WHAT YOU NEED TO DO: Count how many lines in the following data hold the word "Logging". Your answer is the number and nothing else.
--- AVAILABLE DATA Enclosed Below ---
Issue #1270, opened 2018-11-30
Add Usage Tracking to Logging


meltsufin:
Currently, we're not adding the necessary metadata to the API-style Logback appender that writes to Stackdriver Logging. We can fix this by providing a wrapper that adds the tool metadata to track that the API calls are coming from Spring Cloud GCP.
--- End of Enclosed AVAILABLE DATA ---
OUTPUT FOR THIS TASK: 2